Current solutions to proxy design problems involve taking the proxy less literally: by injecting uncertainty (e.g. quantilization), avoiding extrapolation (e.g. inverse reward design), or adding a term for omitted preferences (e.g. impact measures).
In tampering problems, we have a causal link U* -> U. Tampering occurs when the agent intervenes on some variable W that has a causal effect on U that does not involve U*, which is a causal Goodhart effect. W could be the reward function parameters, the human feedback data (in reward learning), the observation function parameters (in a POMDP), or the status of the shutdown button. The overall structure is U* -> U <- W.
For example, in the Rocks & Diamonds environment, U* is the number of diamonds delivered by the agent to the goal area. Intervening on the reward function to make it reward rocks increases the reward U without increasing U* (the number of diamonds delivered).
Mesa-optimization is also a causal Goodhart effect, if considered as a specification problem for the main agent from the human designer’s perspective. We can put it in the same framework by defining W as the mesa-optimizer’s objective. By selecting for the mesa-optimizer, the base agent ‘intervenes’ on W in a way that increases its own reward U, but not necessarily the true reward U*. However, when we consider this problem one level down, as a specification problem for the mesa-optimizer from the main agent’s perspective, it can take the form of any of the four Goodhart effects. The four types of alignment problems in the mesa-optimization paper can be mapped to the four types of Goodhart’s Law as follows: approximate alignment is regressional, side effect alignment is extremal, instrumental alignment is causal, and deceptive alignment is adversarial.

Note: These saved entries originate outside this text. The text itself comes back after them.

PR #352, opened 2026-08-05
[acc,mlkem] Add masked ACC ML-KEM cryptolib integration

mkannwischer:
Wire the cryptolib ML-KEM backend to the hardened run_mlkem_hardened ACC
binary. Key generation and decapsulation operate on Boolean-masked key
material, with the masked decapsulation key stored in the ACC key
layout. The derandomized keygen API takes a randomness buffer twice as
long, holding two shares of the seed coins.

Also enable the ACVP and Wycheproof tests (run in CI) for the masked implementation.

- Depends on #348 
- Depends on #340
- Depends on #288


sw/device/lib/crypto/impl/mlkem.c
```diff
@@ -71,35 +79,48 @@ otcrypto_status_t otcrypto_mlkem512_keygen_derand(
...
+#else
+  if (launder32(secret_key->config.security_level) !=
+      kOtcryptoKeySecurityLevelPassiveRemote) {
+    return OTCRYPTO_BAD_ARGS;
+  }
+  HARDENED_CHECK_EQ(secret_key->config.security_level,
+                    kOtcryptoKeySecurityLevelPassiveRemote);
+#endif
+
+#if defined(ACC_HAS_PQC) && defined(ACC_MLKEM_HARDENED)
```
pqcfox, line 104: [super nit] for later, could be worth standardizing to one of `defined(ACC_HAS_PQC) && defined(ACC_MLKEM_HARDENED)` or just `defined(ACC_MLKEM_HARDENED)` (e.g. above), ditto `ifdef` and `if defined(...)` for cases where boolean operators aren't needed

sw/device/lib/crypto/impl/mlkem.c
```diff
@@ -71,35 +79,48 @@ otcrypto_status_t otcrypto_mlkem512_keygen_derand(
...
   (void)work;
-  HARDENED_TRY(
-      mlkem_acc_512_keygen(randomness.data, public_key->key, sk_share0));
+  const uint32_t *rand_share0 = randomness.data;
```
pqcfox, line 106: [super nit] for later (something I should do), may be nice to push the `randomness.data` splitting into shares down into the internal functions as with `secret_key`

sw/device/lib/crypto/impl/mlkem.c
```diff
@@ -244,37 +264,57 @@ otcrypto_status_t otcrypto_mlkem512_decapsulate(
...
-  // Secret keys are stored unmasked in share0 (share1 is zero).
-  uint32_t *sk_share0;
-  uint32_t *sk_share1;
-  HARDENED_TRY(keyblob_to_shares(secret_key, &sk_share0, &sk_share1));
+  HARDENED_TRY(check_keyblob_length(secret_key));
 
   // Write the unmasked shared secret into the first share of the keyblob.
   uint32_t *ss_share0;
   uint32_t *ss_share1;
   HARDENED_TRY(keyblob_to_shares(shared_secret, &ss_share0, &ss_share1));
```
pqcfox, line 284: [super nit] (possibly ditto for shared secret here)

pqcfox (approved):

sw/device/lib/crypto/impl/mlkem.c
mkannwischer: Agreed, we should standardize this. I'll handle this in a follow-up PR.

sw/device/lib/crypto/impl/mlkem.c
mkannwischer: Sounds good.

This correspondence is consistent with the connection between the Goodhart taxonomy and the selection vs control distinction, where regressional and extremal Goodhart are more relevant for selection, while causal Goodhart is more relevant for control. The design specification is generated by a selection process, while the revealed specification is generated by a control process. Thus, design problems represent difficulties with selection, while emergent problems represent difficulties with control.
Putting it all together:
In terms of the limitations of this mapping, we are not sure about model specification being the dividing line between regressional and extremal Goodhart. For example, a poor choice of model specification could deviate from the ideal specification in systematic ways that result in extremal Goodhart effects. It is also unclear how adversarial Goodhart fits into this mapping. Since an adversary can exploit any differences between U* and U (taking advantage of the other three types of Goodhart effects) it seems that adversarial Goodhart effects can happen anywhere in the ideal-implementation gap.
We hope that you find the mapping useful for your thinking about the safety problem space, and welcome your feedback and comments. We are particularly interested if you think some of the correspondences in this post are wrong.
(Thanks to Jan Leike and Tom Everitt for their helpful feedback on this post.)